Saved data entries:
◇ ◇ ◇ ◇ ◇ ◇ ◇

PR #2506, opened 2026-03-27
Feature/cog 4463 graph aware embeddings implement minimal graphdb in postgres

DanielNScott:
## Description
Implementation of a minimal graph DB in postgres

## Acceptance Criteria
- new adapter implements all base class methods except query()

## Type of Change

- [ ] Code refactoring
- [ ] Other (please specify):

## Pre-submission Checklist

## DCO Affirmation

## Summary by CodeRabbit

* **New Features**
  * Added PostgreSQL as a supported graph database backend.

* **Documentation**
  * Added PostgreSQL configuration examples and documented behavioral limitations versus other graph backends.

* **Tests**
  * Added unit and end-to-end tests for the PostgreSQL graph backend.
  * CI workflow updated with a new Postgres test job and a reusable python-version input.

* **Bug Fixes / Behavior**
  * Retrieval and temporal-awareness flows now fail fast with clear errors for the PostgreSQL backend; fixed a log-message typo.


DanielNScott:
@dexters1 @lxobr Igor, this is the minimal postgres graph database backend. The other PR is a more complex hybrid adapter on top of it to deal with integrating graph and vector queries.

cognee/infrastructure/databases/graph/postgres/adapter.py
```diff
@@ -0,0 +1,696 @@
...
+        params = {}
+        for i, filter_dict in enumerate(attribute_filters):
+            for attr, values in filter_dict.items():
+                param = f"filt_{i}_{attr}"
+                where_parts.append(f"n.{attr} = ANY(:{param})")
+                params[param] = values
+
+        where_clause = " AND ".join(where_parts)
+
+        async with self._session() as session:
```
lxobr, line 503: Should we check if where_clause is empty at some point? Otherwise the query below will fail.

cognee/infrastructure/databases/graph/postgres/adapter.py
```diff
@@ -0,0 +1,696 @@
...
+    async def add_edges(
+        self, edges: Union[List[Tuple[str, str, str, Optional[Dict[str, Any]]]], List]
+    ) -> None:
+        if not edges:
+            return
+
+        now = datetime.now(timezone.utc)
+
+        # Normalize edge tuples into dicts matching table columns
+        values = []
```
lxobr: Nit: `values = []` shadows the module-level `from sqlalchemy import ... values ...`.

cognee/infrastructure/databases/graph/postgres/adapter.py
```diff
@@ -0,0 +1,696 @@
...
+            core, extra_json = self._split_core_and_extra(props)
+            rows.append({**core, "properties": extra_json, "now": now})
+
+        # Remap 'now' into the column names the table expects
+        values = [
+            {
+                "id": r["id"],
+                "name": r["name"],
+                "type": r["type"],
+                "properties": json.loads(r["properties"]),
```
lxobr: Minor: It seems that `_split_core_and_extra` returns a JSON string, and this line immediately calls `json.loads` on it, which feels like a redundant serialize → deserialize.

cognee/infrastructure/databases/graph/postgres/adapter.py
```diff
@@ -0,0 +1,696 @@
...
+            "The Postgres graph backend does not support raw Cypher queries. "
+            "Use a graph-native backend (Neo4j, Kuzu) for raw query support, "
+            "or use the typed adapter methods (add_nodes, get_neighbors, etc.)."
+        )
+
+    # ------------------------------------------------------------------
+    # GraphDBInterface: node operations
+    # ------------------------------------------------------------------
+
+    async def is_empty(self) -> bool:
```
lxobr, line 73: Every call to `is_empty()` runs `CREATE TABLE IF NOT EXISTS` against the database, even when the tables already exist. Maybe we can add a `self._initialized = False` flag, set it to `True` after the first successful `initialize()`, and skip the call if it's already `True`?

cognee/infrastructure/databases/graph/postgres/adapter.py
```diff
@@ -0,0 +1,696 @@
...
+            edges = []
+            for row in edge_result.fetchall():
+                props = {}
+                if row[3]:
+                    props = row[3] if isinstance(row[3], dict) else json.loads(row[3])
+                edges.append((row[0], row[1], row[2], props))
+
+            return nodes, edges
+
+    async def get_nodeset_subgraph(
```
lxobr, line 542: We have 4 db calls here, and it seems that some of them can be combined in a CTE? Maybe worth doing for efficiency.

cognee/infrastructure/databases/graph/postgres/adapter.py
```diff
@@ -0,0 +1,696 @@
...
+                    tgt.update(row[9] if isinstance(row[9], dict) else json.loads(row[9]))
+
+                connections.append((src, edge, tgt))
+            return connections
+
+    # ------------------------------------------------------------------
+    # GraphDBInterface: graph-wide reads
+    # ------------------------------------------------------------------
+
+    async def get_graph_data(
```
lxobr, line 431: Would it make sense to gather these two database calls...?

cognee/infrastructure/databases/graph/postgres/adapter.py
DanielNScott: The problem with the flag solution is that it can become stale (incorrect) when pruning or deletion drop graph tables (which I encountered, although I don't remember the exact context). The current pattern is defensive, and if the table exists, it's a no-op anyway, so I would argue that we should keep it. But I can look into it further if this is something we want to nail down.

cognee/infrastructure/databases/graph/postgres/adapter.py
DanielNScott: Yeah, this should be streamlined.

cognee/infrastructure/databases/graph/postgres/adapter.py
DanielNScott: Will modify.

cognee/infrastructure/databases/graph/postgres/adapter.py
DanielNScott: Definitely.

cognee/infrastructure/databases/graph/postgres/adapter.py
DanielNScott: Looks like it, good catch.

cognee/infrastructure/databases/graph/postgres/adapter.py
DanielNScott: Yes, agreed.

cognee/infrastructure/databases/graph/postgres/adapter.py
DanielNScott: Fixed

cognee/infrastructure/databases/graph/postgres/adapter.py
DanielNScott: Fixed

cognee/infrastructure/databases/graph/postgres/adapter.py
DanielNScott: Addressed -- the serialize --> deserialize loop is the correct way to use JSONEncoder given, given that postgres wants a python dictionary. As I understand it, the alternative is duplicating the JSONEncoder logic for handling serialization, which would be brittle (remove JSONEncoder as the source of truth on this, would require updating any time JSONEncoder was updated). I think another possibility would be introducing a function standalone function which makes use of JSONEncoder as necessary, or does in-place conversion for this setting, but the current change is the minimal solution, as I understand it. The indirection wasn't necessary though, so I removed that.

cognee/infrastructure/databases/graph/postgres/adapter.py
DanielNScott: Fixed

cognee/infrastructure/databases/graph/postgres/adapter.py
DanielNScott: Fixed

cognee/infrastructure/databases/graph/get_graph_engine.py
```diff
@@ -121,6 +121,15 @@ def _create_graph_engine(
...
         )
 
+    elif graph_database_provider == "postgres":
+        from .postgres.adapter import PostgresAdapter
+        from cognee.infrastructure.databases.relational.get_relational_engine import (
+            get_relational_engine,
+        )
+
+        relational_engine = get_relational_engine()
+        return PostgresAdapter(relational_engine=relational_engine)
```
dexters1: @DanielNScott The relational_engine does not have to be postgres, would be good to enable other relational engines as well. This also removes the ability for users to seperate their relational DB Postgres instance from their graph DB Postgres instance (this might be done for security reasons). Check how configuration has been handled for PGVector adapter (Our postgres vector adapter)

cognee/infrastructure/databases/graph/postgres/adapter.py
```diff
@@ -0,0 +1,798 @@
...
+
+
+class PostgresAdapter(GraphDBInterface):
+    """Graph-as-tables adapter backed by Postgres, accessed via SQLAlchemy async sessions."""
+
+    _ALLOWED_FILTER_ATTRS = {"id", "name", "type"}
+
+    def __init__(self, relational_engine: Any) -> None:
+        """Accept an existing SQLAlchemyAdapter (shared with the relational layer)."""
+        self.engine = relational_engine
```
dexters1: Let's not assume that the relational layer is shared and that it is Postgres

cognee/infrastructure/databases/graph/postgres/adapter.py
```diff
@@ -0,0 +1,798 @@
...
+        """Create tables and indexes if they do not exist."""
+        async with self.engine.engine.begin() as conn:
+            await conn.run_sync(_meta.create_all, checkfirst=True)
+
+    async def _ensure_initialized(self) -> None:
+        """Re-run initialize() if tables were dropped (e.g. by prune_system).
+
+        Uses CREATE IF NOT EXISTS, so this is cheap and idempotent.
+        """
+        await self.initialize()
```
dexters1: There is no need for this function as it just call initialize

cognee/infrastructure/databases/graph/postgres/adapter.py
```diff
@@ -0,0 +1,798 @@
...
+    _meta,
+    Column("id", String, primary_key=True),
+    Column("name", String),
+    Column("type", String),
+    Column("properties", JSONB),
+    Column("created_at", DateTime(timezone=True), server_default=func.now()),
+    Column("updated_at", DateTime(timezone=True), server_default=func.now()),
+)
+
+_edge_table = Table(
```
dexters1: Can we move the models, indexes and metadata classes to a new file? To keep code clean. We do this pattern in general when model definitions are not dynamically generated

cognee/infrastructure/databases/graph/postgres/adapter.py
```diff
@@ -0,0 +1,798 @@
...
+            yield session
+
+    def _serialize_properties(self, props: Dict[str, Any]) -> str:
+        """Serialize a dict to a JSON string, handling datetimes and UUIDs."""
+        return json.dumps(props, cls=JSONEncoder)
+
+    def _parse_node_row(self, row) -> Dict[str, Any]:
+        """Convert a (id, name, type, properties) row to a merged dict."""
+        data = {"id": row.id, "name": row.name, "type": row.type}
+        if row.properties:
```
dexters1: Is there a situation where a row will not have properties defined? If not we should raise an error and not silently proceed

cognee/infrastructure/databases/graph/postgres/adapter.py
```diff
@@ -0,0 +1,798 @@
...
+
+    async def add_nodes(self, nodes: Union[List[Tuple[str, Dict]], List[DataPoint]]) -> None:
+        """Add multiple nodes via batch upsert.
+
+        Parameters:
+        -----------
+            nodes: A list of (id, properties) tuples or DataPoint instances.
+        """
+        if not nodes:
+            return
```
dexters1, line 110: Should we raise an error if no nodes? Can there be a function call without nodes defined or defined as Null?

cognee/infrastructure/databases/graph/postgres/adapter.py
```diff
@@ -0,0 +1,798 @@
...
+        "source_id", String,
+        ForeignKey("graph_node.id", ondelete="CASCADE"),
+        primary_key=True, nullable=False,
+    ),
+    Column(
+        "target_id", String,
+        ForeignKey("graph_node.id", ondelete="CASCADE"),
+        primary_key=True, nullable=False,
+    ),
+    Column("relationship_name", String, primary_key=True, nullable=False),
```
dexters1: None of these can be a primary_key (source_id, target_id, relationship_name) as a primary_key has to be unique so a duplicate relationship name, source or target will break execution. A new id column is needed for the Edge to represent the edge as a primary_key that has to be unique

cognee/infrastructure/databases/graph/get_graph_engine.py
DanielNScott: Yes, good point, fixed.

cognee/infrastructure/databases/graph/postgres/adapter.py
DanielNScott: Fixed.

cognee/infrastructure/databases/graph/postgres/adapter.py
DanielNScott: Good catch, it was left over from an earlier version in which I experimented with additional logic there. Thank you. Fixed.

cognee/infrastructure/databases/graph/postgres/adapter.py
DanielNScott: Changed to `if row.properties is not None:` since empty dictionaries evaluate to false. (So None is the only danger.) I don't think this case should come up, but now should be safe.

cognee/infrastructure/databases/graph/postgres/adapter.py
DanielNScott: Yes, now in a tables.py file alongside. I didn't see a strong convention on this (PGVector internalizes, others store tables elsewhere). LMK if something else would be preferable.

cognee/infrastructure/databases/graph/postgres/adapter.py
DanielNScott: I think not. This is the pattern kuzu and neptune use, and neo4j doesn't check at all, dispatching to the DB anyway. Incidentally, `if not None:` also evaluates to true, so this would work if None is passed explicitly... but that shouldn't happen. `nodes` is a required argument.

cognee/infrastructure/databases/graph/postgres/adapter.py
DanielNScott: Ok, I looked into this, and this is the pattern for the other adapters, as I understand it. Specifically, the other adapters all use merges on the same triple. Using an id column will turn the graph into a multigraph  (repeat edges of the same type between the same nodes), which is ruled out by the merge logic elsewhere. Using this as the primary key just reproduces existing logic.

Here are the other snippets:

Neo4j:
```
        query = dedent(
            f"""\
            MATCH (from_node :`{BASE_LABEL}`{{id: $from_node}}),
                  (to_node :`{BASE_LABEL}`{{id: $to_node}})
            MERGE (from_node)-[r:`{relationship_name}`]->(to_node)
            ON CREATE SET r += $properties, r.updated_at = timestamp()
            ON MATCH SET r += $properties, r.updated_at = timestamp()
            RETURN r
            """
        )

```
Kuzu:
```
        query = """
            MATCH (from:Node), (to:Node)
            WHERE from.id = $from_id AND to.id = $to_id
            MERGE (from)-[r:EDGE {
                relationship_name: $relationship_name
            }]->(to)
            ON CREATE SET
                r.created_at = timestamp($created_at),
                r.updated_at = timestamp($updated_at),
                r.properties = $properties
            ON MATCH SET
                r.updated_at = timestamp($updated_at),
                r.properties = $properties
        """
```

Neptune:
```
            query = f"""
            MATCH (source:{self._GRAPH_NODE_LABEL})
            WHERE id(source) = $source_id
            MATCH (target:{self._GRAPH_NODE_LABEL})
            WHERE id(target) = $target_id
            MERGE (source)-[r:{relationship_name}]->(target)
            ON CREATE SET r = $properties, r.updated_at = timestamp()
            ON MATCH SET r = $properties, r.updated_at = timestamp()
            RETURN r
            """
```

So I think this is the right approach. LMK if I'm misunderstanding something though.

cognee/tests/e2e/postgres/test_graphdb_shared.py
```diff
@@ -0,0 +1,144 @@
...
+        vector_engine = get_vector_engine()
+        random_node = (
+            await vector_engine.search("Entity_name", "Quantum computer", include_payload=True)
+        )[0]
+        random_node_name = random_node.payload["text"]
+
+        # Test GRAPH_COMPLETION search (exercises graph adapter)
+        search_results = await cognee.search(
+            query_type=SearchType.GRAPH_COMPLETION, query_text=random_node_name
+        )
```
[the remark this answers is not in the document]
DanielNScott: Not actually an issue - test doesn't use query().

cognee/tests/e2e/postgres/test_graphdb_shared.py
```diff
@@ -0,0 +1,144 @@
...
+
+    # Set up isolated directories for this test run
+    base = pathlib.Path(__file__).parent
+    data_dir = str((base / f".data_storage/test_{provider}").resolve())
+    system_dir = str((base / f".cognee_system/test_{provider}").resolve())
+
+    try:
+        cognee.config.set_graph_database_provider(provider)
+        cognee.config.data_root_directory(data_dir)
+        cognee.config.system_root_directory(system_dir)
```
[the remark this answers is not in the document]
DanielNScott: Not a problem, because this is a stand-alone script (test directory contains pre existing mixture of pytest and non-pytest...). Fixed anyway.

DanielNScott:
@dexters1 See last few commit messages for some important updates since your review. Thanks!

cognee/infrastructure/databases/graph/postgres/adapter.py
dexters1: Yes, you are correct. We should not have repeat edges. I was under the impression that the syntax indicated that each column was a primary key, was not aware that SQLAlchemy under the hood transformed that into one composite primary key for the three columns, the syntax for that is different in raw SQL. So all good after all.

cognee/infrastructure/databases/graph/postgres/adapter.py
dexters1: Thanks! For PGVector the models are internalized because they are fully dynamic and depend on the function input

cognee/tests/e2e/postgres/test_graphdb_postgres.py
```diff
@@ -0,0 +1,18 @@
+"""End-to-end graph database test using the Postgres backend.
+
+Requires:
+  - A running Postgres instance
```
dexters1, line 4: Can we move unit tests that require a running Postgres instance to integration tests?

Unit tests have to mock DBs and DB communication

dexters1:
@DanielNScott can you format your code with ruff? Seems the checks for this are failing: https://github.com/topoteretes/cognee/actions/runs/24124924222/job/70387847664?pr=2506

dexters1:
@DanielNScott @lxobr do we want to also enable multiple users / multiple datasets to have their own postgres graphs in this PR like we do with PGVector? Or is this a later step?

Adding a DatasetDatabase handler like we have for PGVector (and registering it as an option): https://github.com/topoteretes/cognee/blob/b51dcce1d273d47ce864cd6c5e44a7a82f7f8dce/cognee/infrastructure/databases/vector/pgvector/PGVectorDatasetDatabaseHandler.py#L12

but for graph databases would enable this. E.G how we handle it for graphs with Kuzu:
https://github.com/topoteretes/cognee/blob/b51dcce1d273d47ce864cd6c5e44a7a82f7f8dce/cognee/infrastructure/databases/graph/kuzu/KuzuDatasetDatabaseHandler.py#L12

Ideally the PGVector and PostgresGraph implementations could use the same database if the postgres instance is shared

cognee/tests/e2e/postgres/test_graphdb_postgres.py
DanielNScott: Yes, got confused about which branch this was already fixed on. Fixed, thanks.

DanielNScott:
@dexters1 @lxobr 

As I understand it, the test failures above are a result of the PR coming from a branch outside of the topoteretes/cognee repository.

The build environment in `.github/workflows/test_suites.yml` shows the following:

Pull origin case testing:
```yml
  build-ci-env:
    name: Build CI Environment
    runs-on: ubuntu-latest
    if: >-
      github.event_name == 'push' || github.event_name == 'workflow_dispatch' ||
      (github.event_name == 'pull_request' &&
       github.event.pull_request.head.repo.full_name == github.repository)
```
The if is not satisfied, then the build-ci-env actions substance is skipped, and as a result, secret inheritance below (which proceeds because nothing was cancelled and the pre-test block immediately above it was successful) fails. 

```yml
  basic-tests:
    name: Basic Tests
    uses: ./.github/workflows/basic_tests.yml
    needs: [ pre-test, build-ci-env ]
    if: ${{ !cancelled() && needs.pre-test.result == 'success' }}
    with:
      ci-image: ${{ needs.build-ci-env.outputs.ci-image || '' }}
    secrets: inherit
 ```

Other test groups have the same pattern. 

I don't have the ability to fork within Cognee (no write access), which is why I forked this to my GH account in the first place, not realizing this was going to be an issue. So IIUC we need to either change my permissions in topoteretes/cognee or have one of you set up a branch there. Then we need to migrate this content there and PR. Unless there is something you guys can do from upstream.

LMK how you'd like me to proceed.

◇ ◇ ◇ ◇ ◇ ◇ ◇

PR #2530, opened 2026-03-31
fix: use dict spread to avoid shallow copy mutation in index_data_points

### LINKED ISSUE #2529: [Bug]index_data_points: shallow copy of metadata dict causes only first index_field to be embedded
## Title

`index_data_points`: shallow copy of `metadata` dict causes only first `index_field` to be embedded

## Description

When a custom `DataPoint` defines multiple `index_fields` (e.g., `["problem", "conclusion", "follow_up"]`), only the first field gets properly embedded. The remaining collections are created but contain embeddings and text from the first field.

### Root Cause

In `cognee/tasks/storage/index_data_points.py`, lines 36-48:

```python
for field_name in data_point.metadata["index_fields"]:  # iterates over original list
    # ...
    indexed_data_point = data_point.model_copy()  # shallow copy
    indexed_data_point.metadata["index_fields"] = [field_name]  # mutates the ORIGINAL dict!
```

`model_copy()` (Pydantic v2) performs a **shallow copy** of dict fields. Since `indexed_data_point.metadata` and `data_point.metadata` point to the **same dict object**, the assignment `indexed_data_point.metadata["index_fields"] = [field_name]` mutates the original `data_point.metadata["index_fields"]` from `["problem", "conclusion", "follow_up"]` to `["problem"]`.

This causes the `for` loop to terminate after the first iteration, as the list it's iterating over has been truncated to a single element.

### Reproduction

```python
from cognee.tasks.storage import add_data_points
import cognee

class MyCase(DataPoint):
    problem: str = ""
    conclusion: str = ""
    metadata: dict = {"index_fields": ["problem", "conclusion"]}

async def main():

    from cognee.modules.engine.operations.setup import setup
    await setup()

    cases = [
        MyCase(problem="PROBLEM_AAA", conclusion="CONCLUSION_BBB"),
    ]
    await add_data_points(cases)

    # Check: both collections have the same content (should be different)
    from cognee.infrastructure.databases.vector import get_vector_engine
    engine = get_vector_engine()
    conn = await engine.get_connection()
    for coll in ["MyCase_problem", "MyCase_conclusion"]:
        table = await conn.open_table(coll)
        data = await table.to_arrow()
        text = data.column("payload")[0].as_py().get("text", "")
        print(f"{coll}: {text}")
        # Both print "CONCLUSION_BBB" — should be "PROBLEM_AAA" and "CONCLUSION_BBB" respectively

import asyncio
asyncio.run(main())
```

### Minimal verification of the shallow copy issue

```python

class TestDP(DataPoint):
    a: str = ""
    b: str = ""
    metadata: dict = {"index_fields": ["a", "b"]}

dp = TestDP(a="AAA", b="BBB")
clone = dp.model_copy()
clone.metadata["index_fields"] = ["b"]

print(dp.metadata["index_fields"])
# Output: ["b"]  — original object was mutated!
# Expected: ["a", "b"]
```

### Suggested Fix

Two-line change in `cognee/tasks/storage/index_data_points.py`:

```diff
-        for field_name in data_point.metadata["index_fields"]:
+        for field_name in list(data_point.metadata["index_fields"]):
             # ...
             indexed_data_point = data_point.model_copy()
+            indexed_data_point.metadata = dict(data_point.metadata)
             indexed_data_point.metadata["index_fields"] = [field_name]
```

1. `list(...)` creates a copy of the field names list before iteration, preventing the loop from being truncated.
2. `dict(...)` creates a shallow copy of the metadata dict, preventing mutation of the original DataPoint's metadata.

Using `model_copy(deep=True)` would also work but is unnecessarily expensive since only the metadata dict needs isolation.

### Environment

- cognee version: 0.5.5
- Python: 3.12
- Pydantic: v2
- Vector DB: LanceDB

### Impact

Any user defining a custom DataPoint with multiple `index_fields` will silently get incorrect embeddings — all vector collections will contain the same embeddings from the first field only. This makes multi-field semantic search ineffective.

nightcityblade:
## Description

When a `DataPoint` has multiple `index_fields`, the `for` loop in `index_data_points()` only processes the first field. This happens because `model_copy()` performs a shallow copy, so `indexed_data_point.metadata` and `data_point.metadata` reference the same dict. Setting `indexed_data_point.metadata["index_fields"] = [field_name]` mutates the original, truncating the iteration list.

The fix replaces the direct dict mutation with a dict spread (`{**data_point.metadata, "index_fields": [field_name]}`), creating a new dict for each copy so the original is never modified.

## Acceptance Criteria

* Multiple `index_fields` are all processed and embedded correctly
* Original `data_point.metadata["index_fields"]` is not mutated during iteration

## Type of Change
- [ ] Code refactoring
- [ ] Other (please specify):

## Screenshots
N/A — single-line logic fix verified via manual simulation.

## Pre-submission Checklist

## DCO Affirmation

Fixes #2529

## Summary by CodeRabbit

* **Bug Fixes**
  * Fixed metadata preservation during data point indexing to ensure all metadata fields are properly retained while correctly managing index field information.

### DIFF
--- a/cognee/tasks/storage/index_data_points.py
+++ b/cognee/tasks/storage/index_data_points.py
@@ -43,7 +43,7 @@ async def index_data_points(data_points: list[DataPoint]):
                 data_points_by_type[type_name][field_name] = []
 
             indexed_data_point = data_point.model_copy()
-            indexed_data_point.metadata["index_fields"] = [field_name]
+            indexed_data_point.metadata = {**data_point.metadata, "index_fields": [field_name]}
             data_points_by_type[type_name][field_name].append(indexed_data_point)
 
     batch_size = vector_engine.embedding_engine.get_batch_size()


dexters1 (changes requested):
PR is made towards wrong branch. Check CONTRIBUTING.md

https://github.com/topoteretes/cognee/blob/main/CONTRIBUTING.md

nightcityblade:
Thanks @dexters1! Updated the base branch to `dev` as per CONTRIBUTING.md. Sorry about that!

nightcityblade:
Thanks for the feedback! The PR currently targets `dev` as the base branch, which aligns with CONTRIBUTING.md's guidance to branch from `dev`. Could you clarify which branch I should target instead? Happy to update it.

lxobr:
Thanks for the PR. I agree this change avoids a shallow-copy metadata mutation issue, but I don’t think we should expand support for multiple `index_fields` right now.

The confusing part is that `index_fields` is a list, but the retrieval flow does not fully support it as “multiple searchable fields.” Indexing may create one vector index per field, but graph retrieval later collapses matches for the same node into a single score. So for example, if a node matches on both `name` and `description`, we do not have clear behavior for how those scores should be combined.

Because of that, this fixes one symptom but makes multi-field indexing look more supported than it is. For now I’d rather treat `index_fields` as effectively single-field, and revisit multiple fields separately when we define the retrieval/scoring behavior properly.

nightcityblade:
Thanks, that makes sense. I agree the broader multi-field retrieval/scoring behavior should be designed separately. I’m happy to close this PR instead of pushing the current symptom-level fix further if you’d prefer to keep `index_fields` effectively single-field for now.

◇ ◇ ◇ ◇ ◇ ◇ ◇

→ EXERCISE BRIEF
Go through the records above and count the lines with the word "just" in them. Answer with the number only.

→ RESPONSE TO THIS TASK
2